[EXERCISE GOAL] Word for word, transcribe the data below from the line with "PR #844, opened 2019-01-07" to the line with "sharwell: ❔ Can we inline", keeping both of those lines.
○ ○ ○
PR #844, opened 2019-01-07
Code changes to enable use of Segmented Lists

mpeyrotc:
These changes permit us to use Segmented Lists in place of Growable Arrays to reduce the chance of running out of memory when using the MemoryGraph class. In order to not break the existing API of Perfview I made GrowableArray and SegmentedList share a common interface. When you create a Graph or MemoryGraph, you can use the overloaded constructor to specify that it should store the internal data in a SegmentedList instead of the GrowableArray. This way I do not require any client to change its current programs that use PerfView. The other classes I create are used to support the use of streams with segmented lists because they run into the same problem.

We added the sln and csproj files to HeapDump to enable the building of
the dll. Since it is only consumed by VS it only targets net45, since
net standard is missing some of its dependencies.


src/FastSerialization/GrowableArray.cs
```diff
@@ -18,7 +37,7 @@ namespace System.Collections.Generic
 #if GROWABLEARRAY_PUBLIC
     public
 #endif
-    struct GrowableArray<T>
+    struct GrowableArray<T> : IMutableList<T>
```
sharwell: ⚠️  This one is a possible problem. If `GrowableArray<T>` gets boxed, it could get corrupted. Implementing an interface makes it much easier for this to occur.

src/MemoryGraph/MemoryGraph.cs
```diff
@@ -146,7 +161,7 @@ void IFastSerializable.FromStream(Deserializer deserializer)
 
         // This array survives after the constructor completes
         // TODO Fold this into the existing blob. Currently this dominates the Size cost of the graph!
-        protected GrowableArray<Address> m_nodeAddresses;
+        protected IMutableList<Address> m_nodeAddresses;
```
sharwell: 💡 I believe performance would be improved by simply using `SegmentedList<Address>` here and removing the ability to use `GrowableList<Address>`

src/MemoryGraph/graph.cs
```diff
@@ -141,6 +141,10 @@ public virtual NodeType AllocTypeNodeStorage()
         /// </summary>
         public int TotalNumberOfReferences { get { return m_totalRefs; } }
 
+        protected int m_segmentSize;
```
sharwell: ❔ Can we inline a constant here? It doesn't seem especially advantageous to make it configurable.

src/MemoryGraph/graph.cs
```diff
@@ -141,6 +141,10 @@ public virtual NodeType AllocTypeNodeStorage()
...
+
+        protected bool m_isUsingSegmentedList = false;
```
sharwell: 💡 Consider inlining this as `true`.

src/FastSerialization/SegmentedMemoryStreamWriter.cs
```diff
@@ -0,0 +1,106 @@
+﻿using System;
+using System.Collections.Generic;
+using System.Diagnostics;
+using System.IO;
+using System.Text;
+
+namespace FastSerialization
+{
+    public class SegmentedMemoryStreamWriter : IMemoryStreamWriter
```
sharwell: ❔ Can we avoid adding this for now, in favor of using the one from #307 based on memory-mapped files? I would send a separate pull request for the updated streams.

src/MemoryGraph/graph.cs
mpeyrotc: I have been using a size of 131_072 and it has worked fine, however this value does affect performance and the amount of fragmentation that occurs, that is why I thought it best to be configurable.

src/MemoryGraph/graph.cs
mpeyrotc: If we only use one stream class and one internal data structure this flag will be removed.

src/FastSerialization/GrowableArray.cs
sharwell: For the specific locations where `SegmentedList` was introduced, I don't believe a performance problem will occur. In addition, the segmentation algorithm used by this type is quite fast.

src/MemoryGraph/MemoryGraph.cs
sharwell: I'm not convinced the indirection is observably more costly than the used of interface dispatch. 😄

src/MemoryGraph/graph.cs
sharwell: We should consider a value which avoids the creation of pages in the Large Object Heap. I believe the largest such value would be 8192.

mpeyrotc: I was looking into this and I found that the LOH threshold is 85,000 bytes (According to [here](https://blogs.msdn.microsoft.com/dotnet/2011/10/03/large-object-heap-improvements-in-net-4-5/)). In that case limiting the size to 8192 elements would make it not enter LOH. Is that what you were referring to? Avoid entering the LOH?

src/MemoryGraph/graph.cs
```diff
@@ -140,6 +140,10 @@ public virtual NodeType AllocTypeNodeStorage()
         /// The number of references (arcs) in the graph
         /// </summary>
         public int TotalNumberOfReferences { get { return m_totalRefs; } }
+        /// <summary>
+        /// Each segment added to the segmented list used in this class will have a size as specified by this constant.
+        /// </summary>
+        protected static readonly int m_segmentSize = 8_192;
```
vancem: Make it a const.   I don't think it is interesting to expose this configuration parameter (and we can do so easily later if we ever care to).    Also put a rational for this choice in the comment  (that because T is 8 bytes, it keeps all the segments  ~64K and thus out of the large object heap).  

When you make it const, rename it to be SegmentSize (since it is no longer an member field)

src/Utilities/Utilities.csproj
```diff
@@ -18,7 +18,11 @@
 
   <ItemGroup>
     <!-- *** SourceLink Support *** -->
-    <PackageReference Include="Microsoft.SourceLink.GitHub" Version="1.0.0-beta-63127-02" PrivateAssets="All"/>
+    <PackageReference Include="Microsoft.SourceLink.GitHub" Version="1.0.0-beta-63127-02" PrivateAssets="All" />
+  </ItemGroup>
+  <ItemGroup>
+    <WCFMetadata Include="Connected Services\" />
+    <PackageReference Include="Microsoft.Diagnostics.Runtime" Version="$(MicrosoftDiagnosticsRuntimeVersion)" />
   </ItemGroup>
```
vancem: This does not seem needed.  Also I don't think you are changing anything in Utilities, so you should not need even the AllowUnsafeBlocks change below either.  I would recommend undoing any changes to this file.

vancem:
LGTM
○ ○ ○
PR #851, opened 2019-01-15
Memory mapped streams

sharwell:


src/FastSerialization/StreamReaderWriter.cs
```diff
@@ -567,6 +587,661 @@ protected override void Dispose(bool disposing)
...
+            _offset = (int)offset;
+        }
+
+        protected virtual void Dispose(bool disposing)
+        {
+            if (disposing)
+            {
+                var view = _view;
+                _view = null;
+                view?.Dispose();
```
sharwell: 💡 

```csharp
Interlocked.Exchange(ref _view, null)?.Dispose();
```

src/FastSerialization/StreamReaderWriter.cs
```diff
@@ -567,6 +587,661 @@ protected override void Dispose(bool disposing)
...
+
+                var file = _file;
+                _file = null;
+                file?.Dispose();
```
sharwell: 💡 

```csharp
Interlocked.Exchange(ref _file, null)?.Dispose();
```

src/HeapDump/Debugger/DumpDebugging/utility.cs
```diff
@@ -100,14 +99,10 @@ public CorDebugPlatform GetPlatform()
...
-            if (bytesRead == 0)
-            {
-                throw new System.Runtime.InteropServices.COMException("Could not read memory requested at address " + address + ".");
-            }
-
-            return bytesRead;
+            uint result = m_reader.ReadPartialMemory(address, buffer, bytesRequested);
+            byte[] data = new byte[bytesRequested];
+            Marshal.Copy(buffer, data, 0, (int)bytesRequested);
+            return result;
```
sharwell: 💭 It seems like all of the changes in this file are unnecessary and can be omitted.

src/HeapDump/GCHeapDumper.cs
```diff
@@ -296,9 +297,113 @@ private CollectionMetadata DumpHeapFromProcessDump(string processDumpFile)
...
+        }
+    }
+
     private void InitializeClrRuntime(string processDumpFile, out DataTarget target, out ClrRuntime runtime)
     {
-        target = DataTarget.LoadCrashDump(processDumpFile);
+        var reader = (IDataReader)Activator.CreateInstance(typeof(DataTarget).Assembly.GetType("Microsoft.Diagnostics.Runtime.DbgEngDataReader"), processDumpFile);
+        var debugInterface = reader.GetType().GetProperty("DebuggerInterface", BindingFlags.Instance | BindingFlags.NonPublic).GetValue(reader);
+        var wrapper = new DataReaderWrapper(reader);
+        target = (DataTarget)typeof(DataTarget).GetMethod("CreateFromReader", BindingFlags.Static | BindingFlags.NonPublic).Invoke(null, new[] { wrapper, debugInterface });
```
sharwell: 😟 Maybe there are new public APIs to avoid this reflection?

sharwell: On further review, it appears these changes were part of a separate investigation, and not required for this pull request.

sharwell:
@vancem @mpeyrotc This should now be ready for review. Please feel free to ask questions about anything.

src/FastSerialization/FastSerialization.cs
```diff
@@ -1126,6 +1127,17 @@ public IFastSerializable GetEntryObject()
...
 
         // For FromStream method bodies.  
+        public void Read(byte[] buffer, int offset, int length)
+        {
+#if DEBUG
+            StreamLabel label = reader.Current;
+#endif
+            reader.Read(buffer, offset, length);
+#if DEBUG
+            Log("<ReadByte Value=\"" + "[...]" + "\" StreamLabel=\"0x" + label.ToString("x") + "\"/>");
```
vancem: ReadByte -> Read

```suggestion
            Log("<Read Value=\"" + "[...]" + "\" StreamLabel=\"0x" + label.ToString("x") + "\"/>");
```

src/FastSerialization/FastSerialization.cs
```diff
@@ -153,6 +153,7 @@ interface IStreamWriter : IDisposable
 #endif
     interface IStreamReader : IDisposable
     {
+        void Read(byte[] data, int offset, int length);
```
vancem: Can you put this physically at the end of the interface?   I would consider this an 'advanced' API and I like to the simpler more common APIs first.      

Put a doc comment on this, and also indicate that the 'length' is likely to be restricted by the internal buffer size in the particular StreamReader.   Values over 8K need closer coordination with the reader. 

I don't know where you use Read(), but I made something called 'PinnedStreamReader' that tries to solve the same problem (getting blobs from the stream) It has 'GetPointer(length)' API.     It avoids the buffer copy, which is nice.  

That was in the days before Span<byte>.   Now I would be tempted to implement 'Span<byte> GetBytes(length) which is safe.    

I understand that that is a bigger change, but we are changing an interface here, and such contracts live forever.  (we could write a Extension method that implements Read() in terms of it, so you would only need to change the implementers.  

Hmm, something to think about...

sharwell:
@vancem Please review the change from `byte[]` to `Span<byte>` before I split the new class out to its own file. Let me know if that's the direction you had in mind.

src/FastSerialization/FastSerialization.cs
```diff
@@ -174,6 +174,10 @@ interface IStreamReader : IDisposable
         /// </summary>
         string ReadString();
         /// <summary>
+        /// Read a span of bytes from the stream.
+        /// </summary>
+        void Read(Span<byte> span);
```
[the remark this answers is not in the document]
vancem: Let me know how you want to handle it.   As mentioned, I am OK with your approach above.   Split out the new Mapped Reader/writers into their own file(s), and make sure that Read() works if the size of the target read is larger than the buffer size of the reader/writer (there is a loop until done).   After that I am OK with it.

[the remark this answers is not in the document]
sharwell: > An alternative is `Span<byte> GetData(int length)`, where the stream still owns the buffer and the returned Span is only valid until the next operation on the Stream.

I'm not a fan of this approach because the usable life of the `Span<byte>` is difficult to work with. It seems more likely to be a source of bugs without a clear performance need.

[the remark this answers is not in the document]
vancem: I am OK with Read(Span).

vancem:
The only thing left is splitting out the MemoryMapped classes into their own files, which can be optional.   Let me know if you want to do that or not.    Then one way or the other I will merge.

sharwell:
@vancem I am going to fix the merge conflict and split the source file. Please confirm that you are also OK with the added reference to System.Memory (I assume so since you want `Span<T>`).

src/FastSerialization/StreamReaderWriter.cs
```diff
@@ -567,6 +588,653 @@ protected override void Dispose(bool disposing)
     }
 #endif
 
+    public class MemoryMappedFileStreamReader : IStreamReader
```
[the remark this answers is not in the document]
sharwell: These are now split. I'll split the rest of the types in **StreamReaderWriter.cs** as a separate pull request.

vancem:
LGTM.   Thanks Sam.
○ ○ ○
[ANSWER TO THIS TASK]
PR #844, opened 2019-01-07
Code changes to enable use of Segmented Lists

mpeyrotc:
These changes permit us to use Segmented Lists in place of Growable Arrays to reduce the chance of running out of memory when using the MemoryGraph class. In order to not break the existing API of Perfview I made GrowableArray and SegmentedList share a common interface. When you create a Graph or MemoryGraph, you can use the overloaded constructor to specify that it should store the internal data in a SegmentedList instead of the GrowableArray. This way I do not require any client to change its current programs that use PerfView. The other classes I create are used to support the use of streams with segmented lists because they run into the same problem.

We added the sln and csproj files to HeapDump to enable the building of
the dll. Since it is only consumed by VS it only targets net45, since
net standard is missing some of its dependencies.


src/FastSerialization/GrowableArray.cs
```diff
@@ -18,7 +37,7 @@ namespace System.Collections.Generic
 #if GROWABLEARRAY_PUBLIC
     public
 #endif
-    struct GrowableArray<T>
+    struct GrowableArray<T> : IMutableList<T>
```
sharwell: ⚠️  This one is a possible problem. If `GrowableArray<T>` gets boxed, it could get corrupted. Implementing an interface makes it much easier for this to occur.

src/MemoryGraph/MemoryGraph.cs
```diff
@@ -146,7 +161,7 @@ void IFastSerializable.FromStream(Deserializer deserializer)
 
         // This array survives after the constructor completes
         // TODO Fold this into the existing blob. Currently this dominates the Size cost of the graph!
-        protected GrowableArray<Address> m_nodeAddresses;
+        protected IMutableList<Address> m_nodeAddresses;
```
sharwell: 💡 I believe performance would be improved by simply using `SegmentedList<Address>` here and removing the ability to use `GrowableList<Address>`

src/MemoryGraph/graph.cs
```diff
@@ -141,6 +141,10 @@ public virtual NodeType AllocTypeNodeStorage()
         /// </summary>
         public int TotalNumberOfReferences { get { return m_totalRefs; } }
 
+        protected int m_segmentSize;
```
sharwell: ❔ Can we inline a constant here? It doesn't seem especially advantageous to make it configurable.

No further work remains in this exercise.